Although Nicaragua has taken center stage in the pilgrimages of the 1980’s, Cuba under Castro has retained a fair amount of support in the same circles, even though it has remained one of the most repressive, intolerant, militaristic, and economically mismanaged of all Communist systems. It has also been a country that 10 percent of its population has preferred to leave (often under difficult and risky conditions) for both economic and political reasons. Such matters are overlooked by the sympathizers, perhaps in part because the Cuban regime, personified by Castro, never lost its outward self-assurance and never showed any hesitation in claiming moral superiority over the United States and other capitalist systems (of which Cuba remains the most vitriolic critic). Presumably, Castro’s charisma and durability play a part in cementing the loyalties of foreign admirers: an original revolutionary hero still at the helm and unwilling to dilute the revolutionary purity and idealism of his system by concessions either to “bourgeois freedoms” or capitalistic greed.
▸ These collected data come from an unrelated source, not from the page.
Issue #112, opened 2020-03-27
running "passive" commands like `rua search` fail for root


vn971:
Same error happens if you e.g. define an incompatible PKGEXT environment variable, even though `rua search` never needs to do anything PKGEXT or makepkg-related.

The current error log is:
```
rua search test
RUA does not allow building as root.
Also, makepkg will not allow you building as root anyway.
```

This is a regression from the new feature https://github.com/vn971/rua/pull/110 (released as part of `v0.17.4` yesterday).

PR #113, opened 2020-03-27
do not instantiate RuaPaths for passive commands

vn971:
fixes GH-112

### DIFF
--- a/src/action_upgrade.rs
+++ b/src/action_upgrade.rs
@@ -2,7 +2,7 @@ use crate::action_install;
 use crate::aur_rpc_utils;
 use crate::pacman;
 use crate::print_package_table;
-use crate::rua_environment::RuaEnv;
+use crate::rua_paths;
 use crate::terminal_util;
 use alpm::Version;
 use colored::*;
@@ -23,7 +23,7 @@ fn pkg_is_devel(name: &str) -> bool {
 	RE.is_match(name)
 }
 
-pub fn upgrade(rua_env: &RuaEnv, devel: bool, printonly: bool) {
+pub fn upgrade(devel: bool, printonly: bool) {
 	let alpm = pacman::create_alpm();
 	let pkg_cache = alpm
 		.localdb()
@@ -93,12 +93,13 @@ pub fn upgrade(rua_env: &RuaEnv, devel: bool, printonly: bool) {
 		} else {
 			print_outdated(&outdated, &unexistent);
 			eprintln!();
+			let paths = rua_paths::RuaPaths::new();
 			loop {
 				eprint!("Do you wish to upgrade them? [O]=ok, [X]=exit. ");
 				let string = terminal_util::read_line_lowercase();
 				if &string == "o" {
 					let outdated: Vec<String> = outdated.iter().map(|o| o.0.to_string()).collect();
-					action_install::install(&outdated, &rua_env, false, true);
+					action_install::install(&outdated, &paths, false, true);
 					break;
 				} else if &string == "x" {
 					break;
--- a/src/action_upgrade.rs
+++ b/src/action_upgrade.rs
@@ -2,7 +2,7 @@ use crate::action_install;
 use crate::aur_rpc_utils;
 use crate::pacman;
 use crate::print_package_table;
-use crate::rua_paths;
+use crate::rua_paths::RuaPaths;
 use crate::terminal_util;
 use alpm::Version;
 use colored::*;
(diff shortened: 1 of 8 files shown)


vn971:
@VukoDrakkeinen do you like reviewing things BTW? :) An extra pair of eyes is always better than solo.

src/rua_paths.rs
```diff
@@ -21,13 +25,16 @@ pub struct RuaPaths {
 	global_checked_tars_dir: PathBuf,
 	/// Script used to wrap `makepkg` and related commands
 	pub wrapper_bwrap_script: PathBuf,
-	/// Script used to read `makepkg` config
-	pub makepkg_config_loader: PathBuf,
+	/// makepkg configuration for PKGEXT
+	pub makepkg_pkgext: String,
```
vn971: This is the core of the PR. `PKGEXT` is made part of `RuaPaths`.

src/action_upgrade.rs
```diff
@@ -93,12 +93,13 @@ pub fn upgrade(rua_env: &RuaEnv, devel: bool, printonly: bool) {
 		} else {
 			print_outdated(&outdated, &unexistent);
 			eprintln!();
+			let paths = rua_paths::RuaPaths::new();
```
VukoDrakkeinen: Hm, this is minor, but are we sure we want to check for
other instances conditionally in `rua upgrade`?
This might be surprising to users.

src/rua_paths.rs
VukoDrakkeinen: Oh boy, RIP accurate name for `RuaPaths`, we hardly knew ye :P

Overall the PR looks fine :+1:, but we might want to look into making some
side-effects more obvious in the future, so a similar regression won't happen again.

src/action_upgrade.rs
vn971: Well the other scenario is the `rua upgrade --printonly`. Is it bad to run something in parallel with it?

This subcommand will fetch something from AUR and check the local database, but that's it. It doesn't change state, and it exists immediately (well, once HTTP things are done). Thoughts?

src/rua_paths.rs
vn971: Yeah, I started adding comments to those methods now. Also, changed the method name from `RuaPaths::new()` to `RuaPaths::initialize_paths()` in last commit. It has more "verb" to it I guess.

src/action_upgrade.rs
VukoDrakkeinen: Yeah, I guess you're right. `--printonly` should be fine without the checks.

I think what irks me is that both `action_install()` and `action_builddir()`
take `&RuaPaths` as an argument, but `action_upgrade()` does not
and instead constructs one internally. This hides the fact that the root/instance
checks are performed.

How about something like this?:
```rust
//main.rs:
if (printonly) {
  action::upgrade_printonly(devel);
} else {
  let rua_paths = RuaPaths::initialize_paths();
  action::upgrade(&rua_paths, devel);
}

//action_upgrade.rs:
fn some_common_upgrade_code();

fn upgrade() {
  some_common_upgrade_code();
  //...upgrade-specific code...
}

fn upgrade_printonly() {
  some_common_upgrade_code();
  //..printonly specific code...
}
```

vn971: *sigh* you're right of course. Even though it's a bit messy to actually implement.

I've played around with creating common method and things on top of it, but it was a bit unpleasant. I've then tried to employ an enum to handle the action:
```
enum UpgradeType {
	Printonly,
	Real { paths: RuaPaths },
}
```
which allows things to be a bit more concise. WDYT?

vn971: pushed the changes --^

VukoDrakkeinen: Hm, I think we can do better.

I took a quick stab at this at [draft/rua-lazy-paths](https://github.com/VukoDrakkeinen/rua/commit/17c862fc710606edf87939e2de0cab8e95f70340), and you're right that it's somewhat
messy. There is some minor duplication here and there, and the return types are fugly.

Still, I think that it would be the right way going forward. The enum way feels like a workaround.

VukoDrakkeinen: (Man, I hope I'm not being overly harsh here)

vn971: I'd say the approaches are very similar already, but you were opinionated, and there's no problem for me with going for the latter approach, so merged that one in. Will make a release now so that `rua upgrade --printonly` works from root.

VukoDrakkeinen: Cool, that also works for me :+1:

Thus, among American or Western European intellectuals on the left it never became quite acceptable to take a strongly critical stand toward the Cuban system. As the exiled Cuban writer Reinaldo Arenas observed, “it is not fashionable to attack Fidel Castro; that would not be progressive.” Not only that: “It is difficult [in the West] to get ahead as an enemy of a regime like Cuba . . . I encounter this in academic circles everywhere. At Harvard I was asked not to talk about politics during a lecture. In the meantime communist writers like Cintio Vitier and Miguel Barnet were given free reign to talk of nothing else.”
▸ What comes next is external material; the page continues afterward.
PR #115, opened 2020-03-27
[DRAFT] Re-factor `tar_check` and SandboxOpts

VukoDrakkeinen:
So, uh, I went a _little bit_ overboard with **reckless refactoring** while fixing the bug ¯\\\_(ツ)_/¯

I'm not sure I want to merge it as is, really, but here it is just in case.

Jesse Jackson is among the friends of Cuba. His attitude toward it is, as Fred Barnes put it, “similar to Shirley MacLaine’s [attitude] toward China in the 1970s, or the Webbs’ toward the Soviet Union in the 1930s. . . . Jackson visits the schools on the Island of Youth and finds them ‘creative.’ In truth they are the essence of totalitarianism, where Cuban children are leached of what a pro-Castro American tells me are their ‘backward attitudes.'”
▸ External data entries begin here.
PR #116, opened 2020-03-27
Fix symlinks making jailed PKGBUILDs read-only (take B)

VukoDrakkeinen:
A vastly simpler take on #115.

### DIFF
--- a/src/action_install.rs
+++ b/src/action_install.rs
@@ -121,6 +121,9 @@ fn install_all(
 		for (pkgbase, _depth, _split) in &packages {
 			let review_dir = rua_env.dirs.review_dir(pkgbase);
 			let build_dir = rua_env.dirs.build_dir(pkgbase);
+			let build_dir = build_dir
+				.canonicalize()
+				.unwrap_or_else(|e| panic!("Cannot canonicalize path {:?}, {}", build_dir, e));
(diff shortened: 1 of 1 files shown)


VukoDrakkeinen:
(tweaked commit message)

src/action_install.rs
```diff
@@ -121,6 +121,9 @@ fn install_all(
 		for (pkgbase, _depth, _split) in &packages {
 			let review_dir = rua_env.dirs.review_dir(pkgbase);
 			let build_dir = rua_env.dirs.build_dir(pkgbase);
+			let build_dir = build_dir
+				.canonicalize()
+				.unwrap_or_else(|e| panic!("Cannot canonicalize path {:?}, {}", build_dir, e));
```
vn971: "Cannot canonicalize build_dir ..." ? E.g. being a bit more specific on where the canonicalization even happens?
Also, including the exact pkgbase would help - just in case?

vn971: Although I better just do it myself, as easy as re-fetch everything, merge etc.

vn971:
Merged. Thanks for the PR and the detailed description!

VukoDrakkeinen:
Happy to help! :)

Curiously enough, church delegations and groups are prominent among the last-ditch supporters of Cuba. A spokesman for a delegation of Methodists said, “We saw . . . a country where the great majority of people believe that they are the masters and beneficiaries of a new society . . . we were inspired. Cubans are characterized by . . . a burning desire for the rest of humanity to gain the freedom that Cubans have so recently won . . . We returned hoping that our communities can lead America in developing humility we need to learn from Cuba.” Methodist bishops were persuaded that in Cuba those who are imprisoned have opposed policies designed to remove inequalities, and found such grounds for imprisonment far superior to those prevailing in countries like Chile or Brazil where, they averred, it was those in favor of social justice who were sent to jail.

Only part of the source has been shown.